I also like it when the architect spec's the wrong sillcock, like a one made for masonry, and it's a metal building. And your boss the pipefitter didn't catch it, ordered everything off the print. Now it's rough time and it takes half a day to make it work.


----------



## TheMaster (Jun 12, 2009)

jjbex said:


> I also like it when the architect spec's the wrong sillcock, like a one made for masonry, and it's a metal building. And your boss the pipefitter didn't catch it, ordered everything off the print. Now it's rough time and it takes half a day to make it work.


 here you just take your prints to the supply house and drop them off...they do the take off and give you a quote.....if they miss somthing they give it to you........if you do all your business with them.


----------



## Protech (Sep 22, 2008)

Sounds like a great way to give bids away to your competitors.

Here is a tip for ya. If you are getting quotes for a big job, throw all kinds of useless stuff in there with it. That way, when the counter guy gets a call from your competitors and gives away your take offs, they will be screwed.

Or just keep doing it your way:whistling2:


----------



## ILPlumber (Jun 17, 2008)

My takeoffs ALWAYS have false job names. ALWAYS.


----------



## TheMaster (Jun 12, 2009)

Protech said:


> Sounds like a great way to give bids away to your competitors.
> 
> Here is a tip for ya. If you are getting quotes for a big job, throw all kinds of useless stuff in there with it. That way, when the counter guy gets a call from your competitors and gives away your take offs, they will be screwed.
> 
> Or just keep doing it your way:whistling2:


I dont do new work....:whistling2:The jobs i'm talking about are public bid jobs...no big secrets.


----------



## Protech (Sep 22, 2008)

I've had the supplier volunteer the other guys takeoffs to me and I hadn't even given a job name. I started rattling of cast iron pipe and fittings and he just stopped me in the middle. He said "this is for the parking garage down town Lakeland that "x" and "x" are bidding on. Here I'll just give you their list and save us both some time." I was like "uhhhhh thanks". He simply volunteered the list just based off of what I was ordering. I didn't ask him or give a job name. That opened my eyes big time. 

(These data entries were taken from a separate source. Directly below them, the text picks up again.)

PR #181, opened 2025-08-13
Add ruff format to pre-commit-config.yaml

medley56:
Just formatting changes


greglucas (approved):
Another nice thing to do would be to add a git-blame-ignore-revs file so we can go back through blame and avoid this formatting commit. I think that might have to be a separate PR though.

https://github.com/SciTools/cartopy/blob/main/.git-blame-ignore-revs

greglucas:
> I don't think we need this because pre-commit should prevent you from ever committing bad formatting, right?

This helps with viewing git blame, so you don't see this as a "changed" file when going through history.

From now on, I intentionally throw in extra stuff and/or break it up into 2 or 3 quotes done on separate days to throw them off. I know that if that had been my take off list that I got that day, I would have been livid!



ILPlumber said:


> My takeoffs ALWAYS have false job names. ALWAYS.


----------



## TheMaster (Jun 12, 2009)

Protech said:


> I've had the supplier volunteer the other guys takeoffs to me and I hadn't even given a job name. I started rattling of cast iron pipe and fittings and he just stopped me in the middle. He said "this is for the parking garage down town Lakeland that "x" and "x" are bidding on. Here I'll just give you their list and save us both some time." I was like "uhhhhh thanks". He simply volunteered the list just based off of what I was ordering. I didn't ask him or give a job name. That opened my eyes big time.
> 
> From now on, I intentionally throw in extra stuff and/or break it up into 2 or 3 quotes done on separate days to throw them off. I know that if that had been my take off list that I got that day, I would have been livid!

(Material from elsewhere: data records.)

PR #217, opened 2025-11-06
FIX: CCSDS packet generator bit logic needs concatentation before addition

greglucas:
There was an error in the bitshifting logic where there was a 1 added to the right-most byte before or'ing the two bytes together. This causes an error only on packets with data size greater than 2**8 and near a power of 2 boundary.

@medley56 I'd like to get this in a release ASAP because it is a pretty bad bug we are encountering when I am trying to update to the latest version (Doh! My oversight here forgetting parens). Do we want to backport this to a release bugfix branch to do a v6.0.1 release?

## Checklist

### DIFF
--- a/docs/source/changelog.md
+++ b/docs/source/changelog.md
@@ -5,6 +5,11 @@ list and release milestones.
 ## Version Release Notes
 Release notes for the `space_packet_parser` library
 
+### v6.0.1 (unreleased)
+
+- BUGFIX: Incorrect bitshift logic for ccsds generator packet length creation
+  in very specific circumstances (only if large data on power of 2 boundary)
+
 ### v6.0.0 (released)
 - *BREAKING*: `XtcePacketDefinition` no longer accepts a file object as input.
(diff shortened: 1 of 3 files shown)


medley56 (changes requested):
Let's get this into a patch/bugfix branch based on the commit tagged as 6.0.0. We'll put the patch version 6.0.1 tag on that commit and then merge that branch back into main so all the changes are in main for 6.1.0. 

Does that make sense? This way we can get 6.0.1 released today with just the bug fix included.

medley56 (approved):
We can merge this and handle the metadata version updates in a subsequent PR or you can update them here. The version in pyproject.toml and meta.yaml just needs to be updated before we tag the commit we want to release.

greglucas:
I think we should keep them separate so that they are different commits. They really have different purposes, and this is the commit we want to cherry-pick around if anything and we don't want to carry around the other version updates with it.

greglucas:
I just don't want to merge the commits together. I think they should be two separate commits, they serve two different purposes. I'll make another PR with those updates to this branch.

Here the salesman does the take off for the plumber......so yes if another plumber brings in the same set of plans the take off is going to be roughly the same....minus one guys particular preference on certain items. Its all spec'd out anyway in the plans. So it really was never the plumbers takeoff....the salesman did the take off and gave it to the plumber. Or thats how its done here. The list is not the important part.....its the price that salesman decides to give each of you that makes the difference. he may quote you 12,000 and then another plumber 10,000. But the material list isn't going to change from the same supply house for the same job unless one guy orders things special. Now I can understand you not wanting another plumber to know your bidding a job because he may learn your bidding practices but on large public jobs...its all public knowledge anyway.


----------



## ILPlumber (Jun 17, 2008)

Material prices vary wildly from contractor to contractor.

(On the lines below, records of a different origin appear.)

PR #258, opened 2026-05-28
Issues/47 support xtce unitset

### LINKED ISSUE #47: Support xtce:UnitSet
XTCE allows for compound units by specifying multiple `<xtce:Unit>` elements for a ParameterType. This is discussed in section 4.3.2.2.4 of the XTCE element description green book, here: https://public.ccsds.org/Pubs/660x1g2.pdf (p. 65).

A compound unit will have to be represented in a ParsedDataItem. This could be solved by making the `unit` attribute of `ParsedDataItem` either a string or an iterable of strings (e.g. a tuple or list) to support compound units.

blakedehaas:
## Summary

Adds support for multiple `<xtce:Unit>` elements within a `<xtce:UnitSet>`.

Previously, only a single unit was supported. This change allows compound units to be
parsed and serialized in accordance with the XTCE specification.

## Changes

- Updated `ParameterType.get_units` to return:
  - `str` for a single unit
  - `tuple[str, ...]` for multiple units
- Updated `to_xml` to correctly serialize multiple `<Unit>` elements
- Updated type hints and docstrings for consistency

## Testing

- Added test cases for multiple `<xtce:Unit>` support in:
  - `IntegerParameterType`
  - `FloatParameterType`
  - `BinaryParameterType`
- Verified round-trip XML parsing and serialization
- All tests pass (448 total), no regressions observed

### DIFF
--- a/space_packet_parser/xtce/parameter_types.py
+++ b/space_packet_parser/xtce/parameter_types.py
@@ -16,7 +16,7 @@ from space_packet_parser.xtce import calibrators, encodings
 class ParameterType(common.AttrComparable, common.XmlObject, metaclass=ABCMeta):
     """Abstract base class for XTCE parameter types"""
 
-    def __init__(self, name: str, encoding: encodings.DataEncoding, unit: str | None = None):
+    def __init__(self, name: str, encoding: encodings.DataEncoding, unit: str | tuple[str, ...] | None = None):
         """Constructor
 
         Parameters
@@ -25,8 +25,8 @@ class ParameterType(common.AttrComparable, common.XmlObject, metaclass=ABCMeta):
             Parameter type name. Usually something like 'MSN__PARAM_Type'
         encoding : DataEncoding
             How the data is encoded. e.g. IntegerDataEncoding, StringDataEncoding, etc.
-        unit : Optional[str]
-            String describing the unit for the stored value.
+        unit : Optional[Union[str, tuple[str, ...]]]
+            Unit for stored value. String for a single unit or tuple of strings for compound units.
         """
         if name is None:
             raise ValueError("Parameter Type name attribute is required.")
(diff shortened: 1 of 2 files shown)


space_packet_parser/xtce/parameter_types.py
```diff
@@ -282,10 +291,15 @@ def to_xml(self, *, elmaker: ElementMaker) -> ElementTree.Element:
...
+
         param_type_element = getattr(elmaker, self.__class__.__name__)(name=self.name)
 
         if self.unit:
-            param_type_element.append(elmaker.UnitSet(elmaker.Unit(self.unit)))
+            if isinstance(self.unit, tuple):
+                unit_elements = [elmaker.Unit(u) for u in self.unit]
+                param_type_element.append(elmaker.UnitSet(*unit_elements))
+            else:
+                param_type_element.append(elmaker.UnitSet(elmaker.Unit(self.unit)))
```
medley56, line 303: Add a unit test that covers these lines. This method is used when we serialize XML so it should live along side the other tests for that functionality.

medley56 (changes requested):
Nice. One test coverage request.

space_packet_parser/xtce/parameter_types.py
blakedehaas: Complete 
code_coverage

tests/unit/test_xtce/test_parameter_types.py
```diff
@@ -517,6 +549,26 @@ def test_enumerated_parameter_type(elmaker, xtce_parser, xml_string: str, expect
...
+        </xtce:SizeInBits>
+    </xtce:BinaryDataEncoding>
+</xtce:BinaryParameterType>
+""",
+            parameter_types.BinaryParameterType(
+                name="TEST_PARAM_Type",
+                unit=("m", "s"),
+                encoding=encodings.BinaryDataEncoding(fixed_size_in_bits=128),
+            ),
+        ),
```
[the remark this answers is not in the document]
medley56: Yep! Good catch. @blakedehaas Let's get the round tripping of the unit set tested. Both parsing from XML and serialization to XML. You addressed the parsing side above but we should also have a serialization test to prove that we serialize multiple unit elements correctly.

medley56 (approved):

Wholesalers around here do takeoffs, but not mine. I can't trust $300,000 worth of material takeoff to a $15 an hour chic that doesn't know what an air-gap for a 1" 909 is. They just read the specs. Not much comprehension.

I takeoff everything personally. Things are already stressful enough. I don't need another thing to drive me to drinking/smoking.

The Master,

You rubbed me the wrong way out of the gate, but I gotta tell ya, I respect you as an equal on here.:thumbsup:


----------



## Proud Plumber (Sep 15, 2008)

Protech said:


> I've had the supplier volunteer the other guys takeoffs to me and I hadn't even given a job name. I started rattling of cast iron pipe and fittings and he just stopped me in the middle. He said "this is for the parking garage down town Lakeland that "x" and "x" are bidding on. Here I'll just give you their list and save us both some time." I was like "uhhhhh thanks". He simply volunteered the list just based off of what I was ordering. I didn't ask him or give a job name. That opened my eyes big time.
> 
> From now on, I intentionally throw in extra stuff and/or break it up into 2 or 3 quotes done on separate days to throw them off. I know that if that had been my take off list that I got that day, I would have been livid!


What is worse is that same supplier has an outside salesman who will go to the biggest of all of the bidders and tell him who he is bidding against, and cut him a better deal on the materials due to the large volumes of materials they buy and your bid can become a big waste of time.


----------



## TheMaster (Jun 12, 2009)

Proud Plumber said:


> What is worse is that same supplier has an outside salesman who will go to the biggest of all of the bidders and tell him who he is bidding against, and cut him a better deal on the materials due to the large volumes of materials they buy and your bid can become a big waste of time.


 I have a couple friends I party with that are salesmen from supply houses. i'm a small business with little profit to them. I do repair....supply houses usually do not cater to repair guys too much...thats not their bread and butter so to say. With that said,The sales guys have a favorite plumber...make no mistake about that and they also talk between supply houses......dont worry they know exactly what they are doing,or atleast some of them do.


----------